▶ **Task details**: The answer should be one number, the count of lines in the data with "everything".

*****

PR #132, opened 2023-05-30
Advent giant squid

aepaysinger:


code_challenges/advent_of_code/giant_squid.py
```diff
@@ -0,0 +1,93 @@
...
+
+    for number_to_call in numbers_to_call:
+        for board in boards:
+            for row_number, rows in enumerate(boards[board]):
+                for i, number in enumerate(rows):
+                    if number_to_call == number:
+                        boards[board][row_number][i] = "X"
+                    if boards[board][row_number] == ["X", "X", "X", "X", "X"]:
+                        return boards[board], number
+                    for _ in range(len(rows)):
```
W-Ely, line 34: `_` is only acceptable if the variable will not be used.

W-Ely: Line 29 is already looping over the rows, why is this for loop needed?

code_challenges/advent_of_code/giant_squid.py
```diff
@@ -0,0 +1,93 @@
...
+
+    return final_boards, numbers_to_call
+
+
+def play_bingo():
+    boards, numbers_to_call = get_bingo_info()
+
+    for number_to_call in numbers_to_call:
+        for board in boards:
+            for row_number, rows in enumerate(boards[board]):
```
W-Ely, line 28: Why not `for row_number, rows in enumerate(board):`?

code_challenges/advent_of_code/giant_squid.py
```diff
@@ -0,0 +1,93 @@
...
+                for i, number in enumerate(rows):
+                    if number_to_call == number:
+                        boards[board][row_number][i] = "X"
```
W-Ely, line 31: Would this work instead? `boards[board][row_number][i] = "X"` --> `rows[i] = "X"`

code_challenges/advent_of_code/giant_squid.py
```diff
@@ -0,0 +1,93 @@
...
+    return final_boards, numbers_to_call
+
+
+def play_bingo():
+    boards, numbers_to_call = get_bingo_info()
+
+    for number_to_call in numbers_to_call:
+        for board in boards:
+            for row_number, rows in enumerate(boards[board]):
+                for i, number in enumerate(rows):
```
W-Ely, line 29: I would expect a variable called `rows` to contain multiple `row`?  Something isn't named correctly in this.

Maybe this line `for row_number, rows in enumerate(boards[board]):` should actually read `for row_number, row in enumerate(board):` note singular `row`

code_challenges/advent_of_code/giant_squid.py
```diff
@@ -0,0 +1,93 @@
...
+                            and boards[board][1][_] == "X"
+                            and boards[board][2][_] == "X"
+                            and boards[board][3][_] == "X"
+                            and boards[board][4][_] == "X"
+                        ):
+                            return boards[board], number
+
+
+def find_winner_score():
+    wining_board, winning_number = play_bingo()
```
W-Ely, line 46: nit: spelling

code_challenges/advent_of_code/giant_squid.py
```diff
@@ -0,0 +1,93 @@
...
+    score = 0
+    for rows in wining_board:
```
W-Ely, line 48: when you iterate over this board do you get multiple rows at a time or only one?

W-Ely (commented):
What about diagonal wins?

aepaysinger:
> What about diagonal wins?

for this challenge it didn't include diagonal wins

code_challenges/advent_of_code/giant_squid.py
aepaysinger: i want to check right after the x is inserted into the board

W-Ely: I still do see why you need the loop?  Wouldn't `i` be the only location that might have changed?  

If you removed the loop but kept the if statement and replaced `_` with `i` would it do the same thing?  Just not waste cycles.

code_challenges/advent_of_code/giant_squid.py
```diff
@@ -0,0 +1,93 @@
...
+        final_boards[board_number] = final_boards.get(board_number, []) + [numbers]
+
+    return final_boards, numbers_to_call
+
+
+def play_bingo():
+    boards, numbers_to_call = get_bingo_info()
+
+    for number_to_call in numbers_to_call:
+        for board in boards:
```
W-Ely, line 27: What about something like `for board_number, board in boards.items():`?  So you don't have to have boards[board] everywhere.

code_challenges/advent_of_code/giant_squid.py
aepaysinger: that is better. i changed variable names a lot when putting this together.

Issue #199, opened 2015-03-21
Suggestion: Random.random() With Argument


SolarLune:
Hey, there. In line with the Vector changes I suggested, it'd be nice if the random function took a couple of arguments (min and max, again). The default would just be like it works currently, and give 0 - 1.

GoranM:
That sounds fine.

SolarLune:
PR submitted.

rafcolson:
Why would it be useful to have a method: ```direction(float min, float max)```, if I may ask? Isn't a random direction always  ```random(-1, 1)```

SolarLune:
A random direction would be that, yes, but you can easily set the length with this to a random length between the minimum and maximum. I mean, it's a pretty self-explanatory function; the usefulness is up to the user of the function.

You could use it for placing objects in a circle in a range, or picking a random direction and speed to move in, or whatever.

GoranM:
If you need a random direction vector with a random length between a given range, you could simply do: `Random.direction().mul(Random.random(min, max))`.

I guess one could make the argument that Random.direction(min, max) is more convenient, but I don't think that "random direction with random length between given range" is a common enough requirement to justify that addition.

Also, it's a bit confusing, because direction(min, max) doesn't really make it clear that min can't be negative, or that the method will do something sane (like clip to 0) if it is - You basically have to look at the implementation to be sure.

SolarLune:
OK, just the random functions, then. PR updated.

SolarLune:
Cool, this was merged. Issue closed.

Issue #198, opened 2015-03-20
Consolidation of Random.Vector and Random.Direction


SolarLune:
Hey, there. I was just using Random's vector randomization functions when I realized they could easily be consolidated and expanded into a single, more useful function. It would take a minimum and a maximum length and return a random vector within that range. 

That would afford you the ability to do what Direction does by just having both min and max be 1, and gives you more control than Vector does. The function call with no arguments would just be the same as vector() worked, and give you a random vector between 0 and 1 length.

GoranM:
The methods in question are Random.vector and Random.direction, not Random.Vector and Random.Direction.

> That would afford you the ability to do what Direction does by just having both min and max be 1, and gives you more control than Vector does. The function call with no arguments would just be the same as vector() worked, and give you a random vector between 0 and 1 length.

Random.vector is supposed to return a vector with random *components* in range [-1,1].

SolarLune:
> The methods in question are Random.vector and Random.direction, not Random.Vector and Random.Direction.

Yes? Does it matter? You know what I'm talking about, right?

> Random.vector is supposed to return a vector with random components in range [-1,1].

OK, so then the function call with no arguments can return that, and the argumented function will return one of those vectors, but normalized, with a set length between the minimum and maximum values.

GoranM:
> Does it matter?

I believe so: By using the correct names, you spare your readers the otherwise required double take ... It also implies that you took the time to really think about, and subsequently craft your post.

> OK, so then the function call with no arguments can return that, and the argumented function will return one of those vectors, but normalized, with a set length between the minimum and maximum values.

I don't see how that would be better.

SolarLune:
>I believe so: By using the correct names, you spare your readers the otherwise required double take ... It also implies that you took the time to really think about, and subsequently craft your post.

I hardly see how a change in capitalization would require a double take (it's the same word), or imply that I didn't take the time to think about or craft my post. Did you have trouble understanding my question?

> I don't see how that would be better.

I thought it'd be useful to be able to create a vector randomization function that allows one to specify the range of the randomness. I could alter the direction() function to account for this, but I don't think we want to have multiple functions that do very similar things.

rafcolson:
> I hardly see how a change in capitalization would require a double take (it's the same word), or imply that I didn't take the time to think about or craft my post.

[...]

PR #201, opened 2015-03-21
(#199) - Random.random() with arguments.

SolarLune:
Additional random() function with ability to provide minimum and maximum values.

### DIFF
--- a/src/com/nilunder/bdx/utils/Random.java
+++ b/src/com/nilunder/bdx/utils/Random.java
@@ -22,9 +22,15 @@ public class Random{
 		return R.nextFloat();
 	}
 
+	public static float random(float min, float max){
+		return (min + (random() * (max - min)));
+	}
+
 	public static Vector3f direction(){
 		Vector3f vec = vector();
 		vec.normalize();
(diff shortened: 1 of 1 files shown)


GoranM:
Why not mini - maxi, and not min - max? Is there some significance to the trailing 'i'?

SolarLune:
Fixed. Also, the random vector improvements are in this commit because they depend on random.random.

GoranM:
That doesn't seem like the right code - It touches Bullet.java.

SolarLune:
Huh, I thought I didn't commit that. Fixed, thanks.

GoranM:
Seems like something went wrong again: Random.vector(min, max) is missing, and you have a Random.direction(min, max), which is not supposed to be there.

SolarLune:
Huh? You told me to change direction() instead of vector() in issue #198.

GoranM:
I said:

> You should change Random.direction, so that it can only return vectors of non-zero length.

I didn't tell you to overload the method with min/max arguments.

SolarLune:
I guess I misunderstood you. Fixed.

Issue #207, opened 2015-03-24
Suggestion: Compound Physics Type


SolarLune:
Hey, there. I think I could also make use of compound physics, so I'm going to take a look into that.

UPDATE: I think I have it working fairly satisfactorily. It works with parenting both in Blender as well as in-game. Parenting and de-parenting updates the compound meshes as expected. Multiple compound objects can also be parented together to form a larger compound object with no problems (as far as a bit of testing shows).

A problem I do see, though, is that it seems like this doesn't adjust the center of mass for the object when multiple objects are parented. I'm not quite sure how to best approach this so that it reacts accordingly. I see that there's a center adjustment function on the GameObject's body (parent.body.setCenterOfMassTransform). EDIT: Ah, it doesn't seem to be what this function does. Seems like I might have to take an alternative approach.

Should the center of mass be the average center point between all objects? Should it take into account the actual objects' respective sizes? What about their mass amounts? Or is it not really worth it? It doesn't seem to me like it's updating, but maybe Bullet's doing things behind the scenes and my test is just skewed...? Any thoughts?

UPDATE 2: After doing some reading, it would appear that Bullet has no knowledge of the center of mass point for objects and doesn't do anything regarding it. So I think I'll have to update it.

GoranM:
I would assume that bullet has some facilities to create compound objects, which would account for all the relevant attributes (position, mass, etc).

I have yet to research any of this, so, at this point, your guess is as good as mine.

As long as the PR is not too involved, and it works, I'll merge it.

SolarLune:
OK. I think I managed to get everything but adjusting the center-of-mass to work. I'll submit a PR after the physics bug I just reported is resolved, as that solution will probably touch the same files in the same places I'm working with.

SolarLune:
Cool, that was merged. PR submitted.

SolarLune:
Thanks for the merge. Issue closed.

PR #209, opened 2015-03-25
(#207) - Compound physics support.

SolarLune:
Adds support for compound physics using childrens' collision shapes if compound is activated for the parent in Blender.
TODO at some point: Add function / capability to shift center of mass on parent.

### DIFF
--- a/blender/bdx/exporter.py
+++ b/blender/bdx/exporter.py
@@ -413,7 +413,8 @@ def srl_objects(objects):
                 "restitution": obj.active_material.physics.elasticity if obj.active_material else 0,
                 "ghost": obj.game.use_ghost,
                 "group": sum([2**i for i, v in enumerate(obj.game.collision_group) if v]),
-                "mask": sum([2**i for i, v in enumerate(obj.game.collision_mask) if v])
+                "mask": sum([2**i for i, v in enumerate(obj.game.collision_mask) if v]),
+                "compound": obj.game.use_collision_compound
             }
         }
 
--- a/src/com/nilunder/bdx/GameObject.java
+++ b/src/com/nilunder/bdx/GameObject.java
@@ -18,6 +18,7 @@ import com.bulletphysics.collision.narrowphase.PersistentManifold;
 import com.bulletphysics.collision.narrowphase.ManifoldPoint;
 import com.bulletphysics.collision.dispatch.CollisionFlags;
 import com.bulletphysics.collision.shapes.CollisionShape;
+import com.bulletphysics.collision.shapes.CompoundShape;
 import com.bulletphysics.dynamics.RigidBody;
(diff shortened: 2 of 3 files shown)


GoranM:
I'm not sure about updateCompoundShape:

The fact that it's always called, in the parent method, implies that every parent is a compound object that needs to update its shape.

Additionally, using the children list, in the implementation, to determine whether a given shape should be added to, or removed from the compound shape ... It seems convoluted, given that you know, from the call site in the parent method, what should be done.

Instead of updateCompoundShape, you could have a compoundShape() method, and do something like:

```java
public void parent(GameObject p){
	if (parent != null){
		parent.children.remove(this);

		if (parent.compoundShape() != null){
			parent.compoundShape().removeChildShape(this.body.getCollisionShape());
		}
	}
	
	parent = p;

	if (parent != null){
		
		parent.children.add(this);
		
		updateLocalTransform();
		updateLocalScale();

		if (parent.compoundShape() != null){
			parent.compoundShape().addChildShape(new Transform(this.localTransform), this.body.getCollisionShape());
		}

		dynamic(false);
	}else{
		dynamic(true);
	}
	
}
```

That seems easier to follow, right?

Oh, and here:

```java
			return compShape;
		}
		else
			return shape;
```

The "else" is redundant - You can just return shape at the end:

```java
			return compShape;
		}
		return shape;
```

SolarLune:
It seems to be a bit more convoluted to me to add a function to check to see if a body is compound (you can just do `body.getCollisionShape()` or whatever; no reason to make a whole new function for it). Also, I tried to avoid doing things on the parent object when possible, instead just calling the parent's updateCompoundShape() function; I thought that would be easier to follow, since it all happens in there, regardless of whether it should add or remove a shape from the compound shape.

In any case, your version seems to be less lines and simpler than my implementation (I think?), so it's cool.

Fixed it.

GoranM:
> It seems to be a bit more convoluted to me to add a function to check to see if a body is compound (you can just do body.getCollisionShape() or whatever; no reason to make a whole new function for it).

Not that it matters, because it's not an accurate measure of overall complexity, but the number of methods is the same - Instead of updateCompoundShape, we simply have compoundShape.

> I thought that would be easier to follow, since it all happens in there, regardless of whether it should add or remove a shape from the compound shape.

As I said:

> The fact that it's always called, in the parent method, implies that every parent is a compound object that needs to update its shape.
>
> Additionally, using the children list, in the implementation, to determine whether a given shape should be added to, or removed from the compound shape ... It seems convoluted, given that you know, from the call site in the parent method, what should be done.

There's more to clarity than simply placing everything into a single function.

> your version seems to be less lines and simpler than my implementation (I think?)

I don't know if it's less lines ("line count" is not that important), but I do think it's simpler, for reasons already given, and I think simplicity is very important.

*****

▶ **Output**: 2